EXERCISE BRIEF: Output each entry verbatim.

DATA TO EXAMINE:
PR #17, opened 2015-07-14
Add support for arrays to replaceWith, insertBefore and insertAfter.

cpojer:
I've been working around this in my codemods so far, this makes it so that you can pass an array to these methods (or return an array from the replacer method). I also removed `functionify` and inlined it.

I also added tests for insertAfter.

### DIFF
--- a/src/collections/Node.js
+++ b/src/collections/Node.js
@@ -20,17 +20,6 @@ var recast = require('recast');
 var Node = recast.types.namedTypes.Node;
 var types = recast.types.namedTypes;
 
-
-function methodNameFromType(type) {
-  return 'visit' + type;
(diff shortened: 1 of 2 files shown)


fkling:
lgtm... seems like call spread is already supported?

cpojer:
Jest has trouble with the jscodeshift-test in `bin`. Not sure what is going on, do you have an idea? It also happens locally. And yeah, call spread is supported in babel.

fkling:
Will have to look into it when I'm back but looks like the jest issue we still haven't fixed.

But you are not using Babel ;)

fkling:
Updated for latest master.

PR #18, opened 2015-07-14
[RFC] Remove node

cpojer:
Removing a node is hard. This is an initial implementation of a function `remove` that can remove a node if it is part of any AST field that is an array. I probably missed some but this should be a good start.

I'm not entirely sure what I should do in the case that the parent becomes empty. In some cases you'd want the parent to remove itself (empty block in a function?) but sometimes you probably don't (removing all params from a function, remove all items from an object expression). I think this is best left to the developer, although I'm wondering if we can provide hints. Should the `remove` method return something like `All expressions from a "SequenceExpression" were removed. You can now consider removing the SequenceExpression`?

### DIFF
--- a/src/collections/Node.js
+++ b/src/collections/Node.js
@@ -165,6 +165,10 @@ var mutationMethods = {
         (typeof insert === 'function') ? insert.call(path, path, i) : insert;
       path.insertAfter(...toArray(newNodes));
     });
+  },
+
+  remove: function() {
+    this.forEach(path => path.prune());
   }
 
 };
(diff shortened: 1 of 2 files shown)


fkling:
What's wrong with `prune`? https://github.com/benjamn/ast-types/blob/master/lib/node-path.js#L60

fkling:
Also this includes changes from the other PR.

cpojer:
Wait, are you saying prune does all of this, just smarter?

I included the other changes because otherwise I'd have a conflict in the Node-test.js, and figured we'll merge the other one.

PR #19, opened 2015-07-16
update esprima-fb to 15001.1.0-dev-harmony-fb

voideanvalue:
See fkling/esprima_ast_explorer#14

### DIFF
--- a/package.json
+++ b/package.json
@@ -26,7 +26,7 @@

ANSWER BELOW:
PR #17, opened 2015-07-14
Add support for arrays to replaceWith, insertBefore and insertAfter.

cpojer:
I've been working around this in my codemods so far, this makes it so that you can pass an array to these methods (or return an array from the replacer method). I also removed `functionify` and inlined it.

I also added tests for insertAfter.

### DIFF
--- a/src/collections/Node.js
+++ b/src/collections/Node.js
@@ -20,17 +20,6 @@ var recast = require('recast');
 var Node = recast.types.namedTypes.Node;
 var types = recast.types.namedTypes;
 
-
-function methodNameFromType(type) {
-  return 'visit' + type;
(diff shortened: 1 of 2 files shown)


fkling:
lgtm... seems like call spread is already supported?

cpojer:
Jest has trouble with the jscodeshift-test in `bin`. Not sure what is going on, do you have an idea? It also happens locally. And yeah, call spread is supported in babel.

fkling:
Will have to look into it when I'm back but looks like the jest issue we still haven't fixed.

But you are not using Babel ;)

fkling:
Updated for latest master.

PR #18, opened 2015-07-14
[RFC] Remove node

cpojer:
Removing a node is hard. This is an initial implementation of a function `remove` that can remove a node if it is part of any AST field that is an array. I probably missed some but this should be a good start.

I'm not entirely sure what I should do in the case that the parent becomes empty. In some cases you'd want the parent to remove itself (empty block in a function?) but sometimes you probably don't (removing all params from a function, remove all items from an object expression). I think this is best left to the developer, although I'm wondering if we can provide hints. Should the `remove` method return something like `All expressions from a "SequenceExpression" were removed. You can now consider removing the SequenceExpression`?

### DIFF
--- a/src/collections/Node.js
+++ b/src/collections/Node.js
@@ -165,6 +165,10 @@ var mutationMethods = {
         (typeof insert === 'function') ? insert.call(path, path, i) : insert;
       path.insertAfter(...toArray(newNodes));
     });
+  },
+
+  remove: function() {
+    this.forEach(path => path.prune());
   }
 
 };
(diff shortened: 1 of 2 files shown)


fkling:
What's wrong with `prune`? https://github.com/benjamn/ast-types/blob/master/lib/node-path.js#L60

fkling:
Also this includes changes from the other PR.

cpojer:
Wait, are you saying prune does all of this, just smarter?

I included the other changes because otherwise I'd have a conflict in the Node-test.js, and figured we'll merge the other one.

PR #19, opened 2015-07-16
update esprima-fb to 15001.1.0-dev-harmony-fb

voideanvalue:
See fkling/esprima_ast_explorer#14

### DIFF
--- a/package.json
+++ b/package.json
@@ -26,7 +26,7 @@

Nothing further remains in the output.